Drei Urteile - Schwarz

Freitag, 28. Februar 2020 - 11:45
Kolumne

Kolumne Sebastian Bordthäuser

Das Urteil ist wie ein Kompass der uns hilft, Dinge zu bewerten, um uns in der Welt zurecht zu finden. Manche Leute urteilen vorschnell, manche mit Bedacht, einige Menschen brauchen erst ein wenig Zeit, um sich ein Urteil zu bilden. Das beste aller Urteile ist das Vorurteil, denn man braucht eigentlich nichts dafür zu tun, nichts abwägen, oder gar aufpassen, dass man niemandem auf die Füße tritt. Doch wie entstehen diese Vorurteile? Und was noch viel wichtiger ist: Warum verschwinden sie nicht irgendwann wieder, sondern kleben wie Teer und Federn, beispielsweise am Beaujolais, am Lambrusco oder am deutschen Wein? Frage ich in den USA einen normalen Weintrinker nach deutschem Wein, wird „Süß!“ seine Antwort sein. Wieso hält sich negativer Leumund für Lichtjahre, während Fakten die Halbwertszeit eines Snickers haben?

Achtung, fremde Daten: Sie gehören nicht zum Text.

PR #1264, opened 2023-12-08
javascript-kernel: use string repr of eval result

### LINKED ISSUE #1255: Javascript kernel writes non-string text/plain outputs in mimebundle
## Description

Noticed this one playing with the Javascript kernel. The .ipynb files produced with this kernel sometimes have `text/plain` outputs that aren't strings, which are rejected by nbformat.

Screenshot 2023-11-27 at 7 06 56 PM

JS kernel on left, Pyodide kernel on right. In the JS notebook, cells[0].outputs[0].data['text/plain'] is an integer when Pyodide renders it a string

This causes `nbformat.reads` to error out in validation

Screenshot 2023-11-27 at 7 08 40 PM

## Reproduce

1. Create a ipynb for the Javascript kernel
2. Type a non-string expression into a cell, like `1+1`, and evaluate it
3. Save the notebook and run the .ipynb file through `nbformat.reads`

Screenshot 2023-11-27 at 7 08 40 PM

## Expected

The `text/plain` output should be a string, like `"2"`, not a number like `2`.

A similar test in a Pyodide notebook gives a string result, which is accepted by `nbformat.reads`.

## Context

The relevant line in the kernel is here, the output of `self.eval()` in the worker is used directly: https://github.com/jupyterlite/jupyterlite/blob/main/packages/javascript-kernel/src/worker.ts#L52

- JupyterLite version: v0.1.2 (also affects master)
- Operating System and version: macOS 13
- Browser and version: Chrome 119

tomjakubowski:
## References

Closes #1255

## Code changes

Adds the `object-inspect` library to the Javascript kernel, and uses that to represent values evaluated in the Javascript kernel.

## User-facing changes

* In Javascript notebooks, objects print key/value instead of `[object Object]`, arrays are printed with enclosing brackets.
* .ipynb files made by the Javascript kernel meet nbformat's schema

N/A

### DIFF
--- a/packages/javascript-kernel/src/worker.ts
+++ b/packages/javascript-kernel/src/worker.ts
@@ -1,4 +1,6 @@
 import { IJavaScriptWorkerKernel } from './tokens';
+import { KernelMessage } from '@jupyterlab/services';
+import objectInspect from 'object-inspect';
 
 export class JavaScriptRemoteKernel {
   /**
@@ -44,13 +46,17 @@ export class JavaScriptRemoteKernel {
   async execute(content: any, parent: any) {
     const { code } = content;
     try {
-      const result = self.eval(code);
+      const result = self.eval(code) as unknown;
       this._executionCount++;
 
-      const bundle = {
-        data: {
-          'text/plain': result,
-        },
+      const textPlain = this._inspect(result);
+      const data: { ['text/plain']?: string } = {};
+      if (typeof textPlain === 'string') {
+        data['text/plain'] = textPlain;
+      }
+
+      const bundle: KernelMessage.IExecuteResultMsg['content'] = {
+        data,
         metadata: {},
         execution_count: this._executionCount,
       };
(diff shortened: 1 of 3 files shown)


packages/javascript-kernel/src/worker.ts
```diff
@@ -44,16 +45,16 @@ export class JavaScriptRemoteKernel {
...
-          'text/plain': result,
+          'text/plain': inspect(result),
         },
         metadata: {},
         execution_count: this._executionCount,
-      };
+      } satisfies KernelMessage.IExecuteResultMsg['content'];
       postMessage({
         bundle,
         type: 'execute_result',
```
tomjakubowski, line 60: there is a typesafe generic factory function `KernelMessage.createMessage()` which would be useful throughout this module. They won't work directly with the language currently spoken over `postMessage()`, but we control both ends and can change it to accommodate them

jtpio:
Thanks @tomjakubowski for looking into this!

Trying it on the ReadTheDocs preview, this also seems to be adding an extra `undefined` when printing text with `console.log` or `console.error`: https://jupyterlite--1264.org.readthedocs.build/en/1264/_static/lab/index.html

image

tomjakubowski:
Ah, good catch! Probably makes sense to just give no output when the result evals to undefined, like an ipython notebook when a cell evals to None, yeah?

tomjakubowski:
I updated it to not include a `text/plain` in the bundle when the cell evals to `undefined`

Screenshot 2023-12-13 at 4 54 58 PM

jtpio (approved):
Thanks!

Die Antwort dazu fand sich letztens in einer Studie zum Sozialverhalten von Primaten. Dazu wurden zwölf Schimpansen in einen Raum gesperrt. Man schaute, dass sie gut miteinander auskamen, damit es keine Randale um Futter oder Weibchen gibt. Dann wurde eine Klapp-Leiter in den Raum gestellt, auf der oben ein Korb mit Bananen stand. Die Affen müssten also nur die Leiter hoch, um an die Bananen zu kommen. Die Leiter stand jedoch unter Strom. Der erste Affe bekam also einen ordentlichen Stromschlag und schrie wie am Spieß. Die anderen Affen wussten das Schreien nicht zu deuten, bis der zweite Affe versuchte, die Leiter zu besteigen und ebenfalls losschrie. Nach einigen Versuchen war klar, dass man gefälligst die Flossen von der Leiter zu lassen habe. Dann begann man, die Affen auszuwechseln: Ein alter Affe raus, ein neuer Affe rein. Der Neue rennt natürlich sofort zu den Bananen, schafft es aber nicht bis zur Leiter, weil ihn der aufgebrachte Mob vorher schrecklich verprügelt. Dem Neuen war zwar nicht klar, warum, aber er begriff schnell: Wer an die Bananen will, der kriegt eins in die Fresse. Die Versuchsleiter stellten danach den Strom an der Leiter ab und tauschten weiter Affen aus, bis alle ersetzt waren. Die Versuchsanordnung bestand aus dem Raum, der Leiter, einem vollen, unberührten Korb Bananen und zwölf Affen, die allesamt nie einen Stromschlag bekommen haben, aber jeden, der sich der Leiter näherte, unter lautem Gekreische hemmungslos verdroschen. 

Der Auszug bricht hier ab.